Le temps passe. Max et le fils Itzig qui ont le même âge deviennent comme cul et chemise. Ils vont jusqu’au lycée ensemble puis exercent leur formation de coiffeur tout deux auprès du brillant Finkelstein. Ce qui a le don de mettre en rogne le beau-père de Max.
Le début des années 30 voit l’ascension d’un certain Adolf Hitler, admiré par Slavitski qui cultive son antisémitisme naissant. Puis un jour, Hitler débarque dans leur ville - Wieshalle – pour un discours. Des milliers de personnes sont présentes. Le lendemain, Max et son entourage rejoignent le parti du « fils de la Providence ». Ils détruisent la boutique du juif et dessinent des croix gammées ainsi que des queues de cochon sur les murs et les miroirs.
Après la nuit des longs couteaux, Max Schulz s’engage dans les SS. Plus tard, il joue un rôle considérable dans le camp de Laubwalde, en exécutant des milliers de juifs.
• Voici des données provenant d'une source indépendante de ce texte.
PR #40, opened 2016-08-17
Enable code coverage

richardjm:
Doesn't seem to be a breaking change but conforms to docs now for `-EnableCodeCoverage` as switch not argument.

I tested `-EnableCodeCoverage $true` and it still worked.

### DIFF
--- a/Public/Invoke-NUnit3ForAssembly.ps1
+++ b/Public/Invoke-NUnit3ForAssembly.ps1
@@ -52,7 +52,7 @@ function Invoke-NUnit3ForAssembly {
 
   $AssemblyPath = Resolve-Path $AssemblyPath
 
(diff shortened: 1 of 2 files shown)


nicolasvan:
Using `-EnableCodeCoverage $true` doesn't actually pass `$true` to the $EnableCodeCoverage parameter.
`-EnableCodeCoverage` on its own is enough. The value of `$true` actually gets passed to the next parameter (if any) 

So using `-EnableCodeCoverage $false` will keep code coverage enabled. (quick local test confirms that)

The proper way to set it using a boolean would be to use: `-EnableCodeCoverage:$true` or `-EnableCodeCoverage:$false`

So that's a breaking change, let's not do it.

PR #43, opened 2016-09-08
Invoke nunit fixes

nicolasvan:
@angellaa This is to fix the breaking change that is breaking your build.

(basically a new private function made `-TestResultFilenamePattern` a required parameter which it wasn't before)

I added a clunky test so that we get to run "Invoke-NUnitForAssembly" when we build `RedGate.Build`. It's ugly but hey this might catch things before we break your world again :blush:


angellaa:
Cool thanks Nico.

PR #45, opened 2016-09-28
Don't touch line endings ever!

rmc47:
Git's CRLF is evil. Source control should never be touching file contents.


nicolasvan:
Sorry I don't think we should merge this.

* This might mess up with the files that are already committed?
* I would rather go with the default settings offered by github. 
 * I think this `.gitattributes` was created by github when I first created that repo. (might be the default `VisualStudio` one?) 
 * https://help.github.com/articles/dealing-with-line-endings/ seems to suggest `git config core.autocrlf` to be set to true.
 * I believe `git config core.autocrlf` is set to true by default on windows (when installing git). 
 * As for this repo, if this powershell cross platform thing takes off, we're already set to hack on linux 😄 



> Git's CRLF is evil. Source control should never be touching file contents.

That's an opinion, maybe a valid opinion. But git does it and it's fine for most use case unless opinionated developers start changing the default. (If the git installer didn't give us the option to choose, we might not even be aware and life would be good)

===
As a side note:

I've been there when I started using git and ended up the only developer changing the default. I felt so right for doing it at the time, but no-one else cared. (*How could they not care! We were a 100% Microsoft shop, it felt crazy to commit files with LF only. Did they not read the options when they installed git interactively for the first time?*). Well ultimately, after I messed up the company's repos, I had to backtrack, we all kept the default, wrote some fucking software, life was good again.

I suggest we do the same here 😅

rmc47:
I think the problem is we already *have* a mix of people's global options. As far as I'm aware, you can't use gitattributes to force autocrlf back to on if someone has it off on a PC, whereas you can force it off if someone has it on, if that makes sense.

So the setting that guarantees everything is consistent is to force it off using gitattributes...

nicolasvan:
https://help.github.com/articles/dealing-with-line-endings/ suggests otherwise 😄 

> Optionally, you can configure the way Git manages line endings on a per-repository basis by configuring a special *.gitattributes* file. This file is committed into the repository and overrides an individual's core.autocrlf setting, ensuring consistent behavior for all users, regardless of their Git settings.

rmc47:
I stand corrected :-). In which case, the important thing is all our of our repos *have* such a file, and the decision on its contents is less important...

So yup, this can stay closed.

PR #46, opened 2016-09-28
Advanced releasenotes

richardjm:
New Select-ReleaseNotes for much more advanced RELEASENOTES.md parsing, also has a strapline accumulator for check for updates releases.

Voyant la défaite allemande se profiler, le génocidaire opte pour le camp des vainqueurs, celui des juifs, comme il se plait à l’appeler. Pour échapper aux traqueurs, quoi de plus subtil que d’endosser l’identité d’un juif ? D’un juif que l’on connaît sur le bout des doigts ? Comme son ami d’enfance Itzig Finkelstein ? Bingo. D’autant plus que la famille Finkelstein a été exterminée à Laubwalde…
« Le nazi et le barbier » dresse le portrait déroutant d’un homme qui, bien qu’ayant des amis juifs, se retourna contre eux, contribuant à la boucherie des camps de la mort. Il tua tellement de personnes qu’il fut incapable de les dénombrer, si ce n’est d’en donner une fourchette. La force d’Hilsenrath pour traiter d’un sujet aussi pesant est d’utiliser l’humour (souvent noir et grinçant) comme arme afin de dédramatiser les situations. Il nous tord les tripes tout en parvenant à nous faire sourire grâce à une plume malicieuse et des dialogues délirants. L’aspect satirique et iconoclaste se poursuit avec un basculement identitaire (du statut de bourreau à celui de victime qui luttera pour la résurrection du peuple juif). La question qui se pose tout le long du récit est la suivante : Max Schulz va-t-il s’en tirer aussi à si bon compte ? La réponse n’est probablement pas celle que vous imaginerez. Une lecture hautement recommandable.